As a result, 44% often need to take a few moments to compose themselves before leaving their home, and 47% practise mindfulness to ease their nervousness.

Nearly a third (29%) also find listening to music can help with hesitations, while 36% like to make a clear plan for their outing.

However, over three-quarters (78%) admitted they will simply try to put a “brave face” on to cover the worries they are feeling about venturing out.

The survey, commissioned by mobility super app FREE NOW, revealed it will take an average of nearly five months before people are comfortable socialising like they did before the pandemic.

But over half (57%) are “determined” to make more of an effort to overcome these angsts.

Robert Fernandez, director of operations at FREE NOW, said: “This research clearly shows how widespread concerns about COVID are, and that this concern continues to inform choices of people in the UK.
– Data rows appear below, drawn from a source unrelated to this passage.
PR #1506, opened 2023-06-12
feat(grant): add filter by identifier

### LINKED ISSUE #1505: Filter grants by payment pointer (identifier)
For grant management user should see only his own grants.
List grants graphql endpoint should allow filtering by identifier (payment pointer)

dragosp1011:

- Add filter of grants by identifier defined in grant access. (As identifier does not exist on grant itself in db)
- Add graphql query to get grant by id

## Context

fixes #1505 
## Checklist

- [x] Tests added/updated
- [ ] Documentation added

### DIFF
--- a/packages/auth/src/graphql/resolvers/grant.test.ts
+++ b/packages/auth/src/graphql/resolvers/grant.test.ts
@@ -51,12 +51,6 @@ describe('Grant Resolvers', (): void => {
         grants.push(grant)
       }
 
-      const filter = {
-        identifier: {
-          in: ['test']
-        }
-      }
-
       const query = await appContainer.apolloClient
         .query({
           query: gql`
@@ -71,8 +65,57 @@ describe('Grant Resolvers', (): void => {
                 }
               }
             }
+          `
+        })
+        .then((query): GrantsConnection => {
+          if (query.data) {
+            return query.data.grants
+          } else {
+            throw new Error('Data was empty')
+          }
+        })
+      expect(query.edges).toHaveLength(2)
+      query.edges.forEach((edge, idx) => {
+        const grant = grants[idx]
+        expect(edge.cursor).toEqual(grant.id)
+        expect(edge.node).toEqual({
+          __typename: 'Grant',
+          id: grant.id,
+          state: grant.state
+        })
+      })
+    })
+
+    test('Can filter grants', async (): Promise<void> => {
+      const grants: GrantModel[] = []
+      const identifier = 'https://example.com/test'
+      for (let i = 0; i < 2; i++) {
+        const grant = await createGrant(deps, identifier)
+        grants.push(grant)
+      }
+
+      const filter = {
+        identifier: {
+          in: [identifier]
+        }
+      }
+
+      const query = await appContainer.apolloClient
+        .query({
+          query: gql`
+            query grants($filter: GrantFilter) {
+              grants(filter: $filter) {
+                edges {
+                  node {
+                    id
+                    state
+                  }
+                  cursor
+                }
+              }
+            }
           `,
-          variables: filter
+          variables: { filter }
         })
         .then((query): GrantsConnection => {
           if (query.data) {
@@ -116,6 +159,20 @@ describe('Grant Resolvers', (): void => {
                   createdAt
                   actions
                   type
+                  limits {
+                    receiver
+                    sendAmount {
+                      value
+                      assetCode
+                      assetScale
+                    }
+                    receiveAmount {
+                      value
+                      assetCode
+                      assetScale
+                    }
+                    interval
+                  }
                 }
                 createdAt
               }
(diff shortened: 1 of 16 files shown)


packages/auth/src/graphql/schema.graphql
```diff
@@ -40,6 +43,14 @@ input PaginationInput {
   last: Int
 }
 
+input GrantFilter {
+  identifier: FilterString
```
mkurapov, line 47: @sabineschaller what do you think about always requiring `identifier` in any Open Payments Grant Request? Does it make sense to allow issuing grants for any payment pointer?

packages/auth/src/graphql/schema.graphql
```diff
@@ -1,6 +1,9 @@
 type Query {
   "Fetch a page of grants."
-  grants(input: PaginationInput): GrantsConnection!
+  grants(input: PaginationInput, filter: GrantFilter): GrantsConnection!
```
mkurapov, line 3: @BlairCurrey what do you think about the `input: PaginationInput` object? vs like you have for the webhook events:

https://github.com/interledger/rafiki/blob/b96ddf1a865143a5c87b3705594b3cd5c2f48287/packages/backend/src/graphql/schema.graphql#L57-L68

mkurapov (commented):
Looks good, just want to get some thoughts from Blair & Sabine

packages/auth/src/graphql/schema.graphql
BlairCurrey: Although my initial instinct was a pagination input like what we have in the `auth` package, we settled on separate `after`, `before`, `first`, `last` args for consistency with the relay spec and conventions around implementing it. I think that's probably still the right approach and ideally we standardize across packages.

packages/auth/src/graphql/resolvers/grant.ts
```diff
@@ -17,7 +17,8 @@ export const getGrants: QueryResolvers<ApolloContext>['grants'] = async (
   ctx
 ): Promise<ResolversTypes['GrantsConnection']> => {
   const grantService = await ctx.container.use('grantService')
-  const grants = await grantService.getPage(args.input)
+  const { filter, input: pagination } = args
+  const grants = await grantService.getPage(pagination, filter)
   const pageInfo = await getPageInfo(
     (pagination: Pagination) => grantService.getPage(pagination),
```
BlairCurrey, line 23: I think the `pageInfo` will be innacurate here because the actual page is filtering, but the `getPage` call that `pageInfo` uses does not filter. I think we want to pass in `(pagination: Pagination) => grantService.getPage(pagination, filter)` to `pageInfo` instead.

See https://github.com/interledger/rafiki/blob/main/packages/backend/src/graphql/resolvers/webhooks.ts. 

This is beyond the scope of this task, but just as an aside, I think this a good reason for returning `pageInfo` from `getPage` itself IMO. Instead of deriving it from a separate function call. I believe that was what was suggested here https://github.com/interledger/rafiki/pull/342#discussion_r879841635

packages/auth/src/graphql/schema.graphql
BlairCurrey: My opinion isn't very firm here TBH. Other than being consistent. I mostly preferred separate because that's how we saw the relay spec implemented elsewhere and it's also less to break/refactor (but I guess that's not a major consideration). I'm still leaning that way for those reasons but I'm wondering what you think @mkurapov because I think all of our initial instincts were to not use separate args.

mkurapov: Even though I agree w @dragosp1011 (I like having the object type instead of the listed arguments), let's stay consistent and have the 4 variables instead. We can then do a swoop of all of the changes in one go to convert to object at some point in the future.

packages/auth/src/graphql/resolvers/grant.ts
mkurapov: Good catch :+1:

packages/auth/src/graphql/resolvers/grant.test.ts
```diff
@@ -48,6 +50,13 @@ describe('Grant Resolvers', (): void => {
         const grant = await createGrant(deps)
         grants.push(grant)
       }
+
+      const filter = {
+        identifier: {
+          in: ['test']
+        }
+      }
```
mkurapov, line 58: This isn't being passed into the actual graphql query

packages/auth/src/graphql/resolvers/grant.test.ts
```diff
@@ -84,6 +94,88 @@ describe('Grant Resolvers', (): void => {
     })
   })
 
+  describe('Grant By id Queries', (): void => {
+    let grant: GrantModel
+    beforeEach(async (): Promise<void> => {
+      const createdGrant = await createGrant(deps)
+      grant = (await getGrantById(deps, createdGrant.id)) || createdGrant
```
mkurapov, line 101: Won't we always have `createdGrant` defined?

packages/auth/src/graphql/schema.graphql
```diff
@@ -95,3 +129,6 @@ enum GrantState {
   "grant was rejected"
   REJECTED
 }
+
+scalar UInt8
+scalar UInt64
```
mkurapov, line 134: These scalars would need to be added to the resolvers if you would like to use them. See: `packages/backend/src/graphql/resolvers/index.ts`. Otherwise, you can leave adding limits for a separate PR (if necessary)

“As we thankfully move from living in a pandemic to learning how to live with COVID, it is important that we keep in mind, even with all restrictions lifted, that not everyone is ready to fully get back out there yet.

“This is an understandable and common response to what has been a difficult time for many, and we need to recognise and respect that everyone is adjusting to this new normal at their own pace.

“That is why we have partnered with Chartered Psychologist, Dr Meg Arroll, to help people arrive at their destinations more relaxed and ready to enjoy themselves.”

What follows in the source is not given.